EXERCISE INPUT →

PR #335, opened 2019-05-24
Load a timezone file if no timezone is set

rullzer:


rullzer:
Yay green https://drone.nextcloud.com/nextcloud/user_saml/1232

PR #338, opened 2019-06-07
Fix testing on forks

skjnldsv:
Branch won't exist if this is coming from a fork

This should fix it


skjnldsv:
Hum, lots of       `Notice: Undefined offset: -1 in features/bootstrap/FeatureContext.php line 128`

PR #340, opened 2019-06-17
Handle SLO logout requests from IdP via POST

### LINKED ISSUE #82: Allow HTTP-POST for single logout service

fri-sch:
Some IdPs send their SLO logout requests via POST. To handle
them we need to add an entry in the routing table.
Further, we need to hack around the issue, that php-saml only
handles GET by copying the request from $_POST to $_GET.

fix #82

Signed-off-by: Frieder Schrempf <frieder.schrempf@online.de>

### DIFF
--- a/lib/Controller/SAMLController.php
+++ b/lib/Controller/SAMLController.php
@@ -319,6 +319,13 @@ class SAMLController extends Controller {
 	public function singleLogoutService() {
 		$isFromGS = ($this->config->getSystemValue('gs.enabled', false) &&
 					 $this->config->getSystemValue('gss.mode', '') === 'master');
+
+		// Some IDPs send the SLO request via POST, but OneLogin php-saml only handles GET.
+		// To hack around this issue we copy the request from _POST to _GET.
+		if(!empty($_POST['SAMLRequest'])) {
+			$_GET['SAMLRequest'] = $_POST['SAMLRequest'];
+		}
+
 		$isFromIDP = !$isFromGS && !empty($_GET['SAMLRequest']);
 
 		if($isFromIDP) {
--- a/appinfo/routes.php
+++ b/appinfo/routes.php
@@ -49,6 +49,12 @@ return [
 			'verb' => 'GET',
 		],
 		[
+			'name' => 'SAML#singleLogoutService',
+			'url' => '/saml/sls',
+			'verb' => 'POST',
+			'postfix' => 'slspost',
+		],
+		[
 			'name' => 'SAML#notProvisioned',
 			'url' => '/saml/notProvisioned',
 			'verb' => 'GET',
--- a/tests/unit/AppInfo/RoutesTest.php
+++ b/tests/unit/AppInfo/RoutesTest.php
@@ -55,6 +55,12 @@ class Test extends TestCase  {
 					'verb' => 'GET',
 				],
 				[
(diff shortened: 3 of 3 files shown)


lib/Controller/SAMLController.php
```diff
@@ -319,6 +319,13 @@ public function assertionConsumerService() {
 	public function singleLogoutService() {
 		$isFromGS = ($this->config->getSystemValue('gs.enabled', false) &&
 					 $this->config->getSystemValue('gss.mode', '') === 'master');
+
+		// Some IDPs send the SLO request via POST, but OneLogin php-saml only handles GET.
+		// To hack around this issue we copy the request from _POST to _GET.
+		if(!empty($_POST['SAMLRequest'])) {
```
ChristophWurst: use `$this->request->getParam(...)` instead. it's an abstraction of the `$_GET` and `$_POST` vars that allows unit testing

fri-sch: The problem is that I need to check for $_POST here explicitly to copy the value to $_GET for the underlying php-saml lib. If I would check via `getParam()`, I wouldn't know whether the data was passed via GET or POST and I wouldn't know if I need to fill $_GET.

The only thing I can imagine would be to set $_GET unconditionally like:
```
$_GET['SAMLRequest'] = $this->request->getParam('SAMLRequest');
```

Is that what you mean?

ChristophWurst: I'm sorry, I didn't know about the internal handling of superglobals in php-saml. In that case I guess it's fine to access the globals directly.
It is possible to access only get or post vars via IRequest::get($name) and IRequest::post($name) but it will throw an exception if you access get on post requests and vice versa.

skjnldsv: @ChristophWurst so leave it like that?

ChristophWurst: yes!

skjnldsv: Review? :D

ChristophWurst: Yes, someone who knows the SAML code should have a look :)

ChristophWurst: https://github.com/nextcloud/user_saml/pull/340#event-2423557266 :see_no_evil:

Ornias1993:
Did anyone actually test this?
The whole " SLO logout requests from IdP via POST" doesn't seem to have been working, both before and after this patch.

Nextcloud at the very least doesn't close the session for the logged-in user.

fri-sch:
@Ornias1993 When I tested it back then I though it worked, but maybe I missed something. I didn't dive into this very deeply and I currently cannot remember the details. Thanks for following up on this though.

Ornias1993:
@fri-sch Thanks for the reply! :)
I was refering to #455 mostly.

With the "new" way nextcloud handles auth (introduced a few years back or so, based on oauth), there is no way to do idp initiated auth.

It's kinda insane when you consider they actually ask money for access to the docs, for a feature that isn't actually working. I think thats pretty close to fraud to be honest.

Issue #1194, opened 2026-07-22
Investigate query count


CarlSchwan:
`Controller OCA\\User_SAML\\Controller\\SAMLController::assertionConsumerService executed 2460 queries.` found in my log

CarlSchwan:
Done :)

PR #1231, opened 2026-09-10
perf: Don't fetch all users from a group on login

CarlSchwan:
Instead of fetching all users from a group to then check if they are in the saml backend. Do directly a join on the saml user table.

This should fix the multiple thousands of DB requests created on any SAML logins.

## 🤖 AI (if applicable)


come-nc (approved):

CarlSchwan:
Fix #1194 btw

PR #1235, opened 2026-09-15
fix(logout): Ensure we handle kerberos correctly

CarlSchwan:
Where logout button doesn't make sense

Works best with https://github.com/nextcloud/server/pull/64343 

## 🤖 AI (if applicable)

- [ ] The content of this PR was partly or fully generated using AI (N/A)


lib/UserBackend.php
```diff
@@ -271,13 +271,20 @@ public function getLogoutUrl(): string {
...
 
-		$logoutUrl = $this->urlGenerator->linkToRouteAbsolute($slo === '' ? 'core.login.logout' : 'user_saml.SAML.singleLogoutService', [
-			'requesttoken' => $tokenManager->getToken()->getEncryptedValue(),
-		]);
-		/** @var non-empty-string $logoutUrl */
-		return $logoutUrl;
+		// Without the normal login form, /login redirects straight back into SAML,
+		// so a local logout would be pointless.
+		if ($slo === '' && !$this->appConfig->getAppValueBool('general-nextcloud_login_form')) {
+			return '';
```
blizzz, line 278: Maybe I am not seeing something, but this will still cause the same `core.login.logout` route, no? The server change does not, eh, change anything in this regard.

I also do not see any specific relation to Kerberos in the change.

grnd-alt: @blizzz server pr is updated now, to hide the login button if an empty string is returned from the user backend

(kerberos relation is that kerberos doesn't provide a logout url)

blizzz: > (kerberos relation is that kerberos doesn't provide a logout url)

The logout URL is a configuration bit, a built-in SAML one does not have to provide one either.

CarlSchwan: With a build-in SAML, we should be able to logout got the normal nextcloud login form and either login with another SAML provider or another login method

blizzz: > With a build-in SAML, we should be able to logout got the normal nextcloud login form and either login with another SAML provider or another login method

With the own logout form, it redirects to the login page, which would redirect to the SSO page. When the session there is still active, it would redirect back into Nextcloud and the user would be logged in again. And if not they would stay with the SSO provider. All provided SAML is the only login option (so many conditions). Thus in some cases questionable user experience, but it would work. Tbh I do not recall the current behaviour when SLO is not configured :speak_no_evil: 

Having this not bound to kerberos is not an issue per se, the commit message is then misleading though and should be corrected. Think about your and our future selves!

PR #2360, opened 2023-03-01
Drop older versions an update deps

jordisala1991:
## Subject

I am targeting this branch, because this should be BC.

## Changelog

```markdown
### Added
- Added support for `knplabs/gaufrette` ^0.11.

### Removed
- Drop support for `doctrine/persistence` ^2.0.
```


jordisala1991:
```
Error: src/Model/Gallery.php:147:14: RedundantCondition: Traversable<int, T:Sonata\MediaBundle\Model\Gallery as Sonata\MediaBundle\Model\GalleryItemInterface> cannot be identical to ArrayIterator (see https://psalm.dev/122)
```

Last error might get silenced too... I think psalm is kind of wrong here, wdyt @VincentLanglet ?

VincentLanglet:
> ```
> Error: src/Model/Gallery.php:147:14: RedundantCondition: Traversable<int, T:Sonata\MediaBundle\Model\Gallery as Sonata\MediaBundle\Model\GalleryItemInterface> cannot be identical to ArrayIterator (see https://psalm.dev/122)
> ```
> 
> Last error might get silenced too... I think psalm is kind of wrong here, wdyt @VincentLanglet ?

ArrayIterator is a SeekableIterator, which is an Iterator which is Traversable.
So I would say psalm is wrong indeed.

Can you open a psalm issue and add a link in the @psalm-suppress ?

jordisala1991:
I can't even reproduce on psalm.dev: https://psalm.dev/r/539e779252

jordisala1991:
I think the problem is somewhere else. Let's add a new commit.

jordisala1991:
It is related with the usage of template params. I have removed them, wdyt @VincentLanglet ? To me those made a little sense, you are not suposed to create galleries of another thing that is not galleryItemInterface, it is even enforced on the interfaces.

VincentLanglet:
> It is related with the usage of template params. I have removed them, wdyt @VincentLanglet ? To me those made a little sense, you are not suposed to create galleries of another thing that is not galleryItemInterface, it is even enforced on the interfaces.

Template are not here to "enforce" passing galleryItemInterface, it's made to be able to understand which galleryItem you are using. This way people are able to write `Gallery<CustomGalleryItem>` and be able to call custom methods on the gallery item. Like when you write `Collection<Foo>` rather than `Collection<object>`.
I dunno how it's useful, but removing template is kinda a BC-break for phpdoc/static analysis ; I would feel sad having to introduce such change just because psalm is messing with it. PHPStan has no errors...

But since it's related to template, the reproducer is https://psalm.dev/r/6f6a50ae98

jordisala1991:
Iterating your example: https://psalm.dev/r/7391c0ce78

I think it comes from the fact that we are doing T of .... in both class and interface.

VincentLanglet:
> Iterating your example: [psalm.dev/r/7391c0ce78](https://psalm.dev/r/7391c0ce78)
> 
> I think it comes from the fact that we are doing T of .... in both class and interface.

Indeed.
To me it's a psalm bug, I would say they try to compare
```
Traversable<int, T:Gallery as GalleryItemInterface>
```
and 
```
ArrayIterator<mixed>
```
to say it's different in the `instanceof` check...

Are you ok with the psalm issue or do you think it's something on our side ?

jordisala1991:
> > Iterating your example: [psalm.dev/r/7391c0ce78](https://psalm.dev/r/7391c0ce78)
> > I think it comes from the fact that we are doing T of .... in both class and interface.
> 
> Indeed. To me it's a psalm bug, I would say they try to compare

EXERCISE OBJECTIVE → Filter the listing for the word "RedundantCondition" and copy each line that has it.

EXERCISE OUTPUT →
Error: src/Model/Gallery.php:147:14: RedundantCondition: Traversable<int, T:Sonata\MediaBundle\Model\Gallery as Sonata\MediaBundle\Model\GalleryItemInterface> cannot be identical to ArrayIterator (see https://psalm.dev/122)
> Error: src/Model/Gallery.php:147:14: RedundantCondition: Traversable<int, T:Sonata\MediaBundle\Model\Gallery as Sonata\MediaBundle\Model\GalleryItemInterface> cannot be identical to ArrayIterator (see https://psalm.dev/122)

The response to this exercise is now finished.